Where next I wonder???

It has now been suggested by some members that we DON'T publish any good spots we find as they will become too popular and eventually become banned... Unfortunately I can't disagree with this line of logic, only to say that if that's the case it's the end of the website growing anymore!

I found Aldeburgh via this website, met some very nice people there which have become friends for life and have 'adopted' the Aldeburgh lifeboat station and have financially supported it.
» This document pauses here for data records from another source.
PR #502, opened 2026-03-31
fix: resolve model aliases in audio endpoints

### LINKED ISSUE #489: Audio endpoints (/audio/speech, /audio/transcriptions, /audio/process)    do not resolve model aliases

layer4down:
## Summary

Fixes #489 - Audio endpoints (`/v1/audio/speech`, `/v1/audio/transcriptions`, `/v1/audio/process`) did not resolve model aliases before loading engines, causing 404 errors when users configured model aliases via the admin panel.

Sorry for my rant, but I am VERY angry that yet again the minority have spoilt it for the majority. And for the record I've never seen anyone empty a toilet in the sea (there's a boatyard and a public toilet by the mill that can and have been used), the overnight fishermen have left FAR more mess than all the motorhomes put together including broken fishing stools and chairs, beer cans and miles of fishing line. How a concrete wall can be eroded by a motorhome driving along at 5 mph and parking when the locals race along at 20 - 30 mph I don't know... or the girl in the bright blue SWB Land Rover that practiced her off road skill on the other side of the tower does not get a mention beggars belief... oh yes but she lives/works in the High Street so I guess that's ok!!!!!!!!!!!


----------



## tresrikay (May 20, 2008)

Nosha said:


> See thread 'More bad news' so 'we've' lost Ferry road at Poole because it became too popular and others thought it a great spot to stay all year, leave caravans at the side of the road, rubbish, take a dump in the bushes and generally abuse the place!
> 
> Now we may well find that Aldeburgh (Suffolk Coastal Distric Council) are about to ban overnight camping on the sea wall due to MOTORHOMERS emptying toilets in the sea, spoiling the view and causing wall erosion.
> 
> ...



This tale strikes me as similar to when I lived on a narrowboat, when we moored somewhere for a while, we would try to clean up the section of the towpath, for our benifit as well as the locals but the overnight fishermen would come along and after one night it would look like a landfill site, beer cans, takeaway wrappings, cig packets, newspapers, the lot . Of course they were gone when Mrs Needs-Getalife, came walking her pug the next morning, to let it poo outside our deck. She would then return and ring up her local M.P. The Rt Hon, Mr Trough-Shoveller-Stuffpocket. To tell him the Itinerant freeloading boat people were desecrating her beloved canalside, with all their rubbish, ending up with us being moved on. Tis the way of the world i'm afraid and the jumping to conclusions of the curtain twitcher will always cause trouble. Best to get away from the field of view of those sad gets.


----------



## Nosha (May 20, 2008)

Perhaps you're right, but it's a bloody shame how some can spoil it so VERY quickly. We have boats that stop a little too long along our stretch of the Grand Union, then you get those who empty half the boat onto the tow path and leave it like that for days or weeks!!!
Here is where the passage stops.